All of a sudden you can magically find the ability to drive two more hours per day?

In theory, a young driver who’s just got his or her truck licence and never driven long distance anywhere can pay money and attend the fatigue management course, then head off and think he/she can consistently push 14 hours driving/work a day.

In comparison, an experienced long-distance driver that also has DRIVING experience on his/her side, but money hasn’t changed hands and has never attended the course is only allowed to drive/work 12 hours per day.

This is despite them having travelled the journey many times, having knowledge of their own driving capabilities and being aware of when they are becoming tired.

They also usually have a routine of where they pull up at night, shower, have dinner, etc.

It doesn’t make sense. There are too many variables that determine a driver’s long-distance driving ability, stamina, road conditions, etc. I know which driver I’d prefer coming at me in the middle of the night.

It makes me laugh when these courses and employers start advising heavy vehicle drivers to ‘plan or schedule your fatigue breaks’ prior to your journey.

How much homework are we meant to do before we even get to work; how much of a driver’s actual private life is required to prepare to go to work?

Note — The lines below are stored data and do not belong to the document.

Issue #836, opened 2020-09-28
WARN section out of bounds (from goblin)


Paul-van-Klaveren:
[sentry-cli 1.58.0 via Homebrew]
```
$ sentry-cli --auth-token *** upload-dif --org *** --project *** appDsyms
> Found 45 debug information files
  WARN    2020-09-28 11:35:15.178463 +02:00 section #9 size 197146 out of bounds  (from goblin)
  WARN    2020-09-28 11:35:15.335268 +02:00 section #1 size 677524 out of bounds  (from goblin)
> Prepared debug information files for upload
> Uploaded 45 missing debug information files
> File upload complete:

PENDING …
…
```
"  WARN   " _in black with a red background_ sounds ominous, yet the scripts finishes saying it uploaded the files. As a user, should I be concerned with the warning?

jan-auer:
You do not need to be concerned about this warning at this place. 

@kamilogorek can you look into customizing log levels for some of our downstream crates like we do [in Relay](https://github.com/getsentry/relay/blob/b516a63b733a8c249baba85e853c837bcef3fc32/relay/src/setup.rs#L73-L76)? I think we may need to suppress everything that is not an error from goblin, as we're handling these things in `symbolic` already.

kamilogorek:
@jan-auer will try to find some spare time to tackle this

glorysaber:
+1, I get so many it buries every other message.

kamilogorek:
Should be fixed in `1.74.3`

PR #1169, opened 2022-03-30
ref: Filter non-error goblin logs

kamilogorek:
Fixes https://github.com/getsentry/sentry-cli/issues/836

Unfortunately, we couldn't go relay-log route of using `RUST_LOG` env var mentioned by @jan-auer in the original issue, as we are using a custom logger and not `env_logger` crate.


src/utils/logging.rs
```diff
@@ -82,6 +86,18 @@ impl log::Log for Logger {
     fn flush(&self) {}
 }
 
+fn should_skip_log(record: &log::Record) -> bool {
+    let level = record.metadata().level();
+    let target = record.target();
+
+    // We only want errors from goblin
```
AbhiPrasad, line 93: Can we leave a quick reason why for future readers in the comment?

AbhiPrasad (approved):
Makes sense 👍

PR #1172, opened 2022-03-31
sentry-cli v2 RC [rust-part]

kamilogorek:
Minor and non-important changes were removed from the list below.

Related JavaScript code: https://github.com/getsentry/sentry-cli/pull/1173

Features:
- Implement global `--quiet`/`--silent` with appropriate helpers
- Allow for specifying global `--header` options to config requests

Improvements:
- Update to clap v3
- Migrate error handling from failure to anyhow
- Unify env setup and logging level handling in config _(breaking - all output goes to stderr now)_
- Unify progressbar-related code _(breaking - all output goes to stderr now)_
- Make `--auth-token` a global flag
- Make `ignore-empty` for `set-commits` a default behavior
- Rename `CUSTOM_HEADER` to `SENTRY_HEADER` and `defaults.custom_headers` to `http.header` _(breaking)_

Deprecations:
- Remove deprecated and hidden flags from commands
- Remove `difutil id` subcommand
- Remove `react-native codepush` subcommand
- Remove `react-native-gradle` and `react-native-xcode` commands
- Remove `upload-dsym` command
- Remove `monitors` command
- Remove `bash-hook` command in favor of future https://github.com/getsentry/sentry-cli-bash-hook
- Remove crash reporting related code (as it was never used)


src/api.rs
```diff
@@ -211,53 +210,42 @@ impl fmt::Display for SentryError {
     }
 }
 
+#[derive(Clone, Debug, thiserror::Error)]
+#[error("project was renamed to '{0}'\n\nPlease use this slug in your .sentryclirc or sentry.properties or for the --project parameter")]
```
AbhiPrasad, line 214: Why the double newlines `\n\n`?

```suggestion
#[error("project was renamed to '{0}'\n\nPlease use this slug in your .sentryclirc file, sentry.properties file or in the CLI --project parameter")]
```

src/commands/difutil.rs
```diff
@@ -8,27 +8,27 @@ macro_rules! each_subcommand {
         $mac!(difutil_bundle_sources);
         $mac!(difutil_find);
         $mac!(difutil_check);
-        $mac!(difutil_id);
     };
 }
 
-pub fn make_app<'a, 'b: 'a>(mut app: App<'a, 'b>) -> App<'a, 'b> {
+pub fn make_app(mut app: Command) -> Command {
```
AbhiPrasad, line 14: should we rename all references from `app` -> `command` to match the new clap API? We can do that in a follow up PR as well. So `make_app` -> `make_command`

src/utils/logging.rs
```diff
@@ -1,30 +1,66 @@
...
+lazy_static! {
+    static ref QUIET_MODE: AtomicBool = AtomicBool::new(false);
+}
+
+pub fn quiet_mode() -> bool {
+    QUIET_MODE.load(Ordering::Relaxed)
+}
+
+pub fn set_quiet_mode(yes: bool) {
+    QUIET_MODE.store(yes, Ordering::Relaxed);
```
AbhiPrasad, line 23: nit:

```suggestion
pub fn set_quiet_mode(is_quiet: bool) {
    QUIET_MODE.store(is_quiet, Ordering::Relaxed);
```

src/utils/logging.rs
```diff
@@ -1,30 +1,66 @@
...
 use lazy_static::lazy_static;
+use log::max_level;
 use parking_lot::RwLock;
 
+// Quiet mode decides whether to print something based on `--quiet` flag.
+lazy_static! {
+    static ref QUIET_MODE: AtomicBool = AtomicBool::new(false);
+}
+
+pub fn quiet_mode() -> bool {
```
AbhiPrasad, line 18:
```suggestion
pub fn is_quiet_mode() -> bool {
```

src/utils/logging.rs
```diff
@@ -1,30 +1,66 @@
...
+pub fn set_quiet_mode(yes: bool) {
+    QUIET_MODE.store(yes, Ordering::Relaxed);
+}
+
+// NOTE: Remove `allow`s after first use.
+#[allow(unused_macros)]
+macro_rules! quiet_println {
+    ($($tt:tt)*) => {{
+        if !crate::utils::logging::quiet_mode() {
+            println!($($tt)*);
```
AbhiPrasad, line 31: is this macro to prevent allocations? If it is - super clever!!

src/commands/info.rs
```diff
@@ -82,7 +78,7 @@ pub fn execute(matches: &ArgMatches<'_>) -> Result<(), Error> {
     let errors =
         project.is_none() || org.is_none() || config.get_auth().is_none() || info_rv.is_err();
 
-    if !matches.is_present("quiet") {
+    if !quiet_mode() {
```
AbhiPrasad, line 81: Why do we have quiet mode and the debug logger? Shouldn't just debug logging with different levels be enough here? So then we just have a single option to configure?

js/releases/index.js
```diff
@@ -95,10 +95,6 @@ class Releases {
       commitFlags.push('--ignore-missing');
     }
 
-    if (options.ignoreEmpty) {
-      commitFlags.push('--ignore-empty');
```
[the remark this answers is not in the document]
kamilogorek: No, it's fine as it is. We log appropriate messages for it, and I don't believe there is a valid use case for ever breaking a build due to this cli call. Situation is different with `ignore-missing`, as there you actually need to specify what commits you wanted to assign, and if they are not found, there is indeed something wrong.

src/api.rs
kamilogorek: It used to be 2 `\n\n` and I didn't want to change it unnecessarily. But now that I'll use your improved wording, I can bump it too.

src/utils/logging.rs
kamilogorek: I took this convenvtion from clap, but I agree it's better with `is_quiet`

src/utils/logging.rs
kamilogorek: I don't believe it prevents it, as quiet_mode is decided during runtime.
It's so that I can put `quiet_println!` in place of `println!` in most places. (it will be runner up PR)

src/commands/info.rs
kamilogorek: We had a discussion about it on slack. Basically, all logging (including progress bars) go to `stderr`, where CLI output goes to `stdout`. The logging level only controls the verbosity of the logging, but it will not prevent anything from being printed to `stdout`. This way we can easily pipe the output to other places, while still allowing some commands like `sentry-cli info`, `sentry-cli releases info <name>` to have useful exit codes, and make them work as a conditional guard in shell scripts, without polluting the `stdout`.

kamilogorek:
> Looks good! Would like it if we removed the as u64 casting for the progress bar, and I'm sure there are allocations we can make more efficient - but all nits.

`indicatiff` expects `u64` and we cannot do anything about it, but I at least unified where we do the cast.

src/utils/logging.rs
AbhiPrasad: Cool, sounds good!

AbhiPrasad (approved):
think we are good to go!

The regulators are creating an unsafe environment by stipulating when we need to have a break and for how long. There needs to be one regulation of either 12 or 14 hours per day driving, or a combination of only driving/work per day.

If we went directly as the book says, they are creating situations that become unsafe and unproductive.

The law says five hours only of continuous driving then a break must be taken.

Rarely these days can I sit in the chair for five hours straight anyway. I usually like to get out sooner than that, check things, have a walk around and get going.

Other days I might be able to drive longer. I have an easy routine to follow – I drive when I’m awake and go to bed when I’m tired.

No use sitting in a parking bay wide awake because the work diary says I need pull up.

Every day and journey is different. Some days I might not get as far as the day before. I can’t tell you beforehand when I’ll become tired or fatigued.

These days I try and stick to a routine and punch out a 1000km a day, but every day’s different.

I might only be able to do 800km in a day before calling it a night, or I might be able to do 1100 or 1200km another day.

By having a book to abide by, it can end with drivers having to take breaks when they don’t need them and then trying to drive when they’re tired because the book says so.

It needs to be capped at either 12 or 14 hours per 24 hours and in any configuration you want to do it that works for you.

Embrace the technology

It’s 2024, there’s all this emphasis on technology and how we must work smarter.

There are cameras all over this country monitoring heavy vehicles, it’s time to embrace the technology.

There’s numberplate recognition, just about all transport businesses use GPS to track their fleet. All major truck and engine manufacturers can get any information about the vehicle by plugging into it with a laptop.

There is no reason software can’t be developed by people like the NHVR to ‘plug in’ to your vehicle at the roadside or checking stations and find out where you have been in the last 24 hours, how long at speed the truck has been running, when it was switched off, idling time – it’s endless information.

It should then be up to the compliance officer to determine how many hours driving and breaks we’ve had, NOT the driver.

They are the people who want that information, then they should have to find and get that information, not by trying to decipher a handwritten work diary that’s knowingly subject to human error and flaws.

That would be all too easy – and 100 per cent more accurate.

3 Comments

  1. I agree with Cameron.

    I read his licencing story too.

    Perhaps his next could be the lack of education most drivers, but especially Caravan drivers seem to have about trying to be professional sharers of the road. Maybe understanding what Truck Driver have to manage every day.

  2. Correction required here….
    Standard work hours is 12 in 13 hour period, BFM work hours is 14 in 17 hour period, AFM/Exemption hours are higher again.
    That being said, I agree whole heartedly with the article as a whole.